297 ↗(On Diff #397818)

just write: <2 x i64*> <i64* %src, i64* %src>

300 ↗(On Diff #397818)

nit: can you add a comment here that these are negative tests?
(and change the name of the functions to @negative_gather_...)

328 ↗(On Diff #397818)

I think you can remove this test, because it's unaffected by your patch.

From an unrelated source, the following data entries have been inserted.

PR #3596, opened 2026-07-01
fix: source-build version resolution for release tags

JRBaggins:
## Summary

- prefer the exact Git release tag over `backend/cmd/server/VERSION` when resolving the source-build version
- wire the same version resolution into the main backend/deploy build entrypoints so manual source builds, Docker builds, and embedded frontend builds report the tagged version consistently
- update the EN/CN/JA source-build README snippets to use the resolved build version instead of relying on the stale file value inside older tags

When building directly from a release tag checkout, the embedded `VERSION` file can lag by one release because the sync back to `main` happens after the tag is cut. For example, `v0.1.140` still contains `backend/cmd/server/VERSION=0.1.139`, which makes `--version` and the sidebar version badge display the previous release for source builds from that tag.

This keeps the existing fallback order for non-tagged checkouts:

- explicit build arg / ldflags
- exact Git tag
- `backend/cmd/server/VERSION`

## Testing

```bash
cd backend
./scripts/resolve-version.sh
make build
./bin/server --version
```

```bash
# tag checkout reproduction
cd backend
./scripts/resolve-version.sh
VERSION="$(./scripts/resolve-version.sh)"
CGO_ENABLED=0 go build -ldflags="-s -w -X main.Version=${VERSION}" -o /tmp/sub2api-v0140 ./cmd/server
/tmp/sub2api-v0140 --version
```

Verified locally:

- `origin/main` resolves/builds as `0.1.141`
- `v0.1.140` resolves/builds as `0.1.140` even though the tag's `backend/cmd/server/VERSION` file is still `0.1.139`
- `golangci-lint v2.9.0` reports `0 issues` for `./internal/pkg/anthropicfp` after rebasing onto latest `main`

## Notes

- this does not rewrite historical tags or change the release workflow itself
- release CI keeps its existing explicit `VERSION` / ldflags precedence
- the README changes only keep the documented manual source-build commands aligned with the new resolution path
- after rebasing onto the latest `main`, this branch also includes a small lint-only fix in `backend/internal/pkg/anthropicfp/dateline.go`; that file came from upstream `main` during rebase and would otherwise keep this PR red even though it is unrelated to the tagged-version logic

### DIFF
--- a/.gitignore
+++ b/.gitignore
@@ -119,6 +119,8 @@ tests
 CLAUDE.md
 .claude
 scripts
+!backend/scripts/
+!backend/scripts/resolve-version.sh
 .code-review-state
 #openspec/
 code-reviews/
--- a/Dockerfile
+++ b/Dockerfile
@@ -67,9 +67,9 @@ COPY backend/ ./
 COPY --from=frontend-builder /app/backend/internal/web/dist ./internal/web/dist
 
 # Build the binary (BuildType=release for CI builds, embed frontend)
-# Version precedence: build arg VERSION > cmd/server/VERSION
+# Version precedence: build arg VERSION > exact git tag > cmd/server/VERSION
 RUN VERSION_VALUE="${VERSION}" && \
-    if [ -z "${VERSION_VALUE}" ]; then VERSION_VALUE="$(tr -d '\r\n' < ./cmd/server/VERSION)"; fi && \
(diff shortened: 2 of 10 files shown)


Wei-Shaw:
backend/internal/pkg/anthropicfp/dateline.go 同步一下main分支

JRBaggins:

JRBaggins:
> backend/internal/pkg/anthropicfp/dateline.go 同步一下main分支

done

PR #3609, opened 2026-07-01
fix: Handle invalid arguments correctly for Gemini reasoning models

phoenixikkifullstack:
### Summary
This PR resolves `INVALID_ARGUMENT` errors when proxying requests to Gemini reasoning/thinking models (e.g., `gemini-3.1-pro-high`) through the Antigravity gateway. 

Gemini reasoning models strictly reject requests that include generation configs with sampling parameters (`temperature`, `top_p`, `top_k`), `stop_sequences`, or empty `toolConfig` objects.
Previously, passing these fields would cause the upstream API to respond with a 400 Bad Request.

### Changes Made
- Introduced an `IsReasoning` boolean flag to the internal `modelDef` structs inside `claude_types. go` to explicitly tag thinking models in a structured way.
- Added a new helper function `IsGeminiReasoningModel(modelID string) bool` to perform model capability checks without relying on hardcoded name string matching across the codebase.
- Refactored `request_transformer.go` to intercept and strip out `Temperature`, `TopP`, `TopK`, `StopSequences`, and empty forced `ToolConfig`s during payload conversion when a reasoning model is detected.

### Impact
Ensures that all current and future Gemini reasoning models properly generate responses through the Antigravity gateway without triggering `INVALID_ARGUMENT` exceptions from the upstream API.

### DIFF
--- a/backend/internal/pkg/antigravity/claude_types.go
+++ b/backend/internal/pkg/antigravity/claude_types.go
@@ -1,6 +1,9 @@
 package antigravity
 
-import "encoding/json"
+import (
+	"encoding/json"
+	"strings"
+)
 
 // Claude 请求/响应类型定义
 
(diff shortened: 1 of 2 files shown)


phoenixikkifullstack:

PR #3695, opened 2026-07-03
Support Anthropic model-scoped weekly limits (Fable 5): usage display + scoped 429 handling

tc-imba:
## Summary

Anthropic moved model-scoped weekly limits (e.g. the **Fable 5 / Opus-tier** window) out of the deprecated top-level `seven_day_opus` / `seven_day_sonnet` fields (now always `null`) and into a `limits[]` array on `/api/oauth/usage`, with matching `anthropic-ratelimit-unified-*` response headers on 429s. This PR teaches sub2api about that shape in two places.

### 1. Show model-scoped 7d windows on the Accounts page (`feat`)
- Parse `limits[]` `weekly_scoped` entries into a new `seven_day_scoped[]` (`ScopedUsageWindow{label, utilization, resets_at}`), labelled by `scope.model.display_name` (e.g. "Fable").
- Render each as a `7d {label}` bar (e.g. **7d Fable**) in `AccountUsageCell`.
- Future-proof: any model Anthropic scopes shows up automatically, not just Fable.

### 2. Scope model-limited 429s to the requested model (`fix`)
- Previously a Fable 429 (scoped window exhausted, general 5h/7d still `allowed`) set an **account-wide** rate limit — pausing scheduling for *every* model on the account, and mis-timed to the 5h reset.
- Now detect that case from the 429 headers (`unified-status: rejected` while neither 5h nor 7d is rejected/exceeded) and rate-limit **only the requested model** via the existing per-model mechanism (`Extra.model_rate_limits`, already consulted by `IsSchedulableForModelWithContext`). General 5h/7d exhaustion keeps the account-wide behavior.
- Model key uses `GetMappedModel` so the stored key matches what the scheduler recomputes. Detection keys off the stable 5h/7d headers, not the internal `7d_oi` window name.

## Verification
- New Go unit tests built against the **real** `/api/oauth/usage` + 429 headers captured from `api.anthropic.com` (fable→model-only limit; general 7d→account-wide; no-model→fallback; detection/reset helpers). `go build ./...` + existing Anthropic rate-limit tests pass.
- Live check: a Fable request 429s while Sonnet/Opus on the same account return 200; the "7d Fable" bar renders in the admin UI after an active usage query.

## Notes
- Passive usage sampling can't show scoped windows (Anthropic doesn't emit them in the per-request rate-limit headers) — they appear via the active "Query" only, matching the existing 5h/7d passive behavior.

## Image
image

### DIFF
--- a/backend/internal/repository/claude_usage_service_test.go
+++ b/backend/internal/repository/claude_usage_service_test.go
@@ -41,7 +41,13 @@ func (s *ClaudeUsageServiceSuite) TestFetchUsage_Success() {
 		_, _ = io.WriteString(w, `{
   "five_hour": {"utilization": 12.5, "resets_at": "2025-01-01T00:00:00Z"},
   "seven_day": {"utilization": 34.0, "resets_at": "2025-01-08T00:00:00Z"},
-  "seven_day_sonnet": {"utilization": 56.0, "resets_at": "2025-01-08T00:00:00Z"}
+  "seven_day_sonnet": {"utilization": 56.0, "resets_at": "2025-01-08T00:00:00Z"},
+  "seven_day_opus": null,
+  "limits": [
+    {"kind": "session", "group": "session", "percent": 12, "severity": "normal", "resets_at": "2025-01-01T00:00:00Z", "scope": null, "is_active": false},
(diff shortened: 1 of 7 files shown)


tc-imba:

Wei-Shaw:
https://github.com/Wei-Shaw/sub2api/pull/3698

PR #4468, opened 2026-07-17
fix(apicompat): emit content_part events and full output in Responses stream

docooler:
## Problem

The Anthropic→Responses streaming converter omits two things the OpenAI Responses wire format requires. Clients that only read `output_text.delta` are fine; clients that **reconstruct the response from the event stream** break.

### 1. `response.content_part.added` is never emitted

A message item is opened with `content: []`. The OpenAI SDK's accumulating stream helper (`client.responses.stream`) only appends a content part when it sees `content_part.added`. Without it, the next `output_text.delta` indexes into an empty list:

```
File "openai/lib/streaming/responses/_responses.py", line 352, in accumulate_event
    content = output.content[event.content_index]
IndexError: list index out of range
```

Raw iteration (`responses.create(stream=True)`) doesn't accumulate and is unaffected — which is why this went unnoticed.

### 2. `response.completed` carries `Output: []ResponsesOutput{}`

`get_final_response()` and tracing integrations parse the terminal event's `response` directly, so callers get an empty `output_text` even though the deltas streamed correctly. This one is invisible when watching the stream render — the text shows up fine, only the reconstructed object is empty.

## Reproduce

Against any Anthropic-platform group, with `openai` 2.46.0:

```python
with client.responses.stream(model="claude-sonnet-4-5", input="hi") as s:
    for ev in s: pass
    print(s.get_final_response().output_text)
```

Before: `IndexError: list index out of range`.
After: the response text.

Arize Phoenix's playground hits this same path (its OpenAI provider defaults to the Responses API), which is where I ran into it.

## Changes

- Emit `response.content_part.added` when a message text part opens, before its first delta.
- Accumulate output items over the stream and carry them in the terminal event.
- Carry full text on `output_text.done` / `content_part.done` (deltas carry increments, done events carry the whole part).
- Fill in `content` / `arguments` / `summary` on `output_item.done`, which had the same empty-payload issue.

All additive to the event stream — clients that ignore the new events are unaffected.

## Tests

Adds `anthropic_to_responses_stream_test.go` covering event ordering (`content_part.added` precedes the first delta), done-event payloads, and the terminal event's output for both text and tool calls.

`go test ./internal/pkg/apicompat/... ./internal/service/... ./internal/handler/...` passes.

### DIFF
--- a/backend/internal/pkg/apicompat/anthropic_to_responses_response.go
+++ b/backend/internal/pkg/apicompat/anthropic_to_responses_response.go
@@ -152,10 +152,24 @@ type AnthropicEventToResponsesState struct {
 
 	// For message output: accumulate text parts
 	ContentIndex int
+	// TextAccum accumulates the current text part so that output_text.done and
+	// content_part.done can carry the full text (deltas carry increments only).
+	TextAccum string
 
 	// For function_call: track per-output info
 	CurrentCallID string
 	CurrentName   string
+
+	// Content of the currently open item, folded into Outputs when it closes.
+	CurrentContent []ResponsesContentPart // message
+	CurrentArgs    string                 // function_call
+	CurrentSummary string                 // reasoning
+
+	// Outputs accumulates every closed output item so that response.completed
+	// can carry the full output list. The OpenAI SDK's get_final_response()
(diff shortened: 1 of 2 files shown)


docooler:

CarolineConcatto marked 2 inline comments as done.
  • Improve comments in the test file
llvm/test/Transforms/InstCombine/masked_intrinsics.ll
274 ↗(On Diff #397818)

Yes, you are correct. It is pointer. Missed that

297 ↗(On Diff #397818)

I believe this does not work, because src needs to be a constant.
I need to use gep and inserts in each position of the vector. That is the same as doing a splat

328 ↗(On Diff #397818)

That is not true. I added these lines:

auto *ConstMask = dyn_cast<Constant>(II.getArgOperand(2));
if (!ConstMask)
  return nullptr;
sdesmalen added inline comments.Jan 7 2022, 6:34 AM
llvm/test/Transforms/InstCombine/masked_intrinsics.ll
297 ↗(On Diff #397818)

You're right, I didn't realise that this notation doesn't work for constants!

328 ↗(On Diff #397818)

Returning nullptr means that InstCombine is not combining this case, i.e. that your combine function makes no changes.
You can see that in InstCombinerImpl::run where it calls the visit function.

In negative_gather_v2i64_uniform_ptrs_all_inactive_mask you're testing that the code is optimized away entirely if the mask is all-zero, but that's not caused by your code.

Matt added a subscriber: Matt.Jan 13 2022, 10:50 AM
  • Remove test negative_gather_v2i64_uniform_ptrs_no_all_active_mask
sdesmalen accepted this revision.Jan 21 2022, 3:19 AM
This revision was landed with ongoing or failed builds.Jan 21 2022, 6:20 AM
This revision was automatically updated to reflect the committed changes.